PROBLEM TO SOLVE ▸
Transcribe word for word the lines below from the line with "Moves the whole project" through the line with "S1ro1: I'm not", ends included.

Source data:
───
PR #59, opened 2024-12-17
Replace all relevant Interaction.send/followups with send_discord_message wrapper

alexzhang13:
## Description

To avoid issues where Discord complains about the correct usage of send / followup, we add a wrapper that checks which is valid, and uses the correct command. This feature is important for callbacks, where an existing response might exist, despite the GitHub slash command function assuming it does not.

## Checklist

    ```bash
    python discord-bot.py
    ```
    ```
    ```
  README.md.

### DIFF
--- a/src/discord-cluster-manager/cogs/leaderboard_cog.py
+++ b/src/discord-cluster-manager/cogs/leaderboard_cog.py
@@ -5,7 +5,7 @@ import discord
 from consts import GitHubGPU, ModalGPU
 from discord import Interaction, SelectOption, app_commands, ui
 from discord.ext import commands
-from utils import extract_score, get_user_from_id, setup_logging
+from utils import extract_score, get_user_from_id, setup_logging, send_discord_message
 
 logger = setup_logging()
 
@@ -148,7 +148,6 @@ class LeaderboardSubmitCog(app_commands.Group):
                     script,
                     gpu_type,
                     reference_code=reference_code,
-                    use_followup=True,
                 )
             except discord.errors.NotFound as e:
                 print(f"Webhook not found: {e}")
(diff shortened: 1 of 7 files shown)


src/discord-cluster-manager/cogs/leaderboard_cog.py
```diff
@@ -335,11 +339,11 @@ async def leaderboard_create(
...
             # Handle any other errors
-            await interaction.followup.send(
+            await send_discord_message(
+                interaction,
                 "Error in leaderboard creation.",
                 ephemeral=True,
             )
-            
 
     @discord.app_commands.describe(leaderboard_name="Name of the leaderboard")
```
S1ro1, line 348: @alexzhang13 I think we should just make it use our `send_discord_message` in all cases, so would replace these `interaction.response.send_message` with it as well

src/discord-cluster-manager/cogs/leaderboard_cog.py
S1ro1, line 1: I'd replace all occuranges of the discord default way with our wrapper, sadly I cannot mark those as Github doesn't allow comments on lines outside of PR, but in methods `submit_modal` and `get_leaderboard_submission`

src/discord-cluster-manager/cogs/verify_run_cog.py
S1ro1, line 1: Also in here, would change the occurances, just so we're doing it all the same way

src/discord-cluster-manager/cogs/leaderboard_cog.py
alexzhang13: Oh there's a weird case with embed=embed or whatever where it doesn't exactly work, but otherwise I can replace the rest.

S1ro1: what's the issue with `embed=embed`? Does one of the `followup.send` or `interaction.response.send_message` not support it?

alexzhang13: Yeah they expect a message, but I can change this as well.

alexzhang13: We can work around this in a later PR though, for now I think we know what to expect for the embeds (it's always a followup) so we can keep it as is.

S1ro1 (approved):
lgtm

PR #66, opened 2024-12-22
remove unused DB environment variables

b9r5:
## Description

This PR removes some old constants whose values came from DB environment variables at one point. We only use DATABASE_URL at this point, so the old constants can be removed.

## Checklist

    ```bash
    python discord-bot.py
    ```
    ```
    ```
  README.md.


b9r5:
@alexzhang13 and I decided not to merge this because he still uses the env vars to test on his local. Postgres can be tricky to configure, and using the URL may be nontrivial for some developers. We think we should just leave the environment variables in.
───
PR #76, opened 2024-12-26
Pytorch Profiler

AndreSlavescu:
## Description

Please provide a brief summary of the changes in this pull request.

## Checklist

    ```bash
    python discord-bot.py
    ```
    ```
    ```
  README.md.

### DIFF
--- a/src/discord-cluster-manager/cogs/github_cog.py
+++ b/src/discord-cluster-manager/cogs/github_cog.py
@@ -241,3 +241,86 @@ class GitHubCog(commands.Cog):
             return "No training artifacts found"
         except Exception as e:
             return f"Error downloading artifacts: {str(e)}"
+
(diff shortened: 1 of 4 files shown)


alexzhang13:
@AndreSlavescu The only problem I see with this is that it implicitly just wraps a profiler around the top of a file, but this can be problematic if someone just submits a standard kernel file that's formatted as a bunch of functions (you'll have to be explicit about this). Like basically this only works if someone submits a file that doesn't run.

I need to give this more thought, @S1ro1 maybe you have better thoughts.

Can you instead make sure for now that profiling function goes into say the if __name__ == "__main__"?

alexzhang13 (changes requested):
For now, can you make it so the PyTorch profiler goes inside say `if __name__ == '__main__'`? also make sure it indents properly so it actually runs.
───
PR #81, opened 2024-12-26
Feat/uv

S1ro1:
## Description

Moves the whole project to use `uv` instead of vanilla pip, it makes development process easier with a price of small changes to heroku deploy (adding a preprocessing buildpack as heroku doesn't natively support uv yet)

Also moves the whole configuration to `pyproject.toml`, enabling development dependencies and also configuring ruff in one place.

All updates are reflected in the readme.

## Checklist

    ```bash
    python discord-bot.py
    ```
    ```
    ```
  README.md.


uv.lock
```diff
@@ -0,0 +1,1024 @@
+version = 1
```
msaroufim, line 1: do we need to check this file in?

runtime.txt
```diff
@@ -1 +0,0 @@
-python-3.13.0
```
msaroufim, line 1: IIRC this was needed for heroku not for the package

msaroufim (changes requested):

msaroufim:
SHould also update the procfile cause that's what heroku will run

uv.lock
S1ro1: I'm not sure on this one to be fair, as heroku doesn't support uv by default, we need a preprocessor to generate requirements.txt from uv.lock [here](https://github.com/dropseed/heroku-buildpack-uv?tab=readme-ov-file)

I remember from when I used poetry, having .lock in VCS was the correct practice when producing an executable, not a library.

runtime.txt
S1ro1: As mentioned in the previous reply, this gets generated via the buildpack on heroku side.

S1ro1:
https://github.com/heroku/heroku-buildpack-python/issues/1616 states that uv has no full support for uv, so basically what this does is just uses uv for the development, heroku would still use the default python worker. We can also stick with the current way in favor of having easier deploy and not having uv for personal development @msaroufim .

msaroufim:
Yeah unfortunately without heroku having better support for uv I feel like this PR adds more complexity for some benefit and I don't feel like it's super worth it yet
───
RESULT OF THE EXERCISE ▸
Moves the whole project to use `uv` instead of vanilla pip, it makes development process easier with a price of small changes to heroku deploy (adding a preprocessing buildpack as heroku doesn't natively support uv yet)

Also moves the whole configuration to `pyproject.toml`, enabling development dependencies and also configuring ruff in one place.

All updates are reflected in the readme.

## Checklist

    ```bash
    python discord-bot.py
    ```
    ```
    ```
  README.md.


uv.lock
```diff
@@ -0,0 +1,1024 @@
+version = 1
```
msaroufim, line 1: do we need to check this file in?

runtime.txt
```diff
@@ -1 +0,0 @@
-python-3.13.0
```
msaroufim, line 1: IIRC this was needed for heroku not for the package

msaroufim (changes requested):

msaroufim:
SHould also update the procfile cause that's what heroku will run

uv.lock
S1ro1: I'm not sure on this one to be fair, as heroku doesn't support uv by default, we need a preprocessor to generate requirements.txt from uv.lock [here](https://github.com/dropseed/heroku-buildpack-uv?tab=readme-ov-file)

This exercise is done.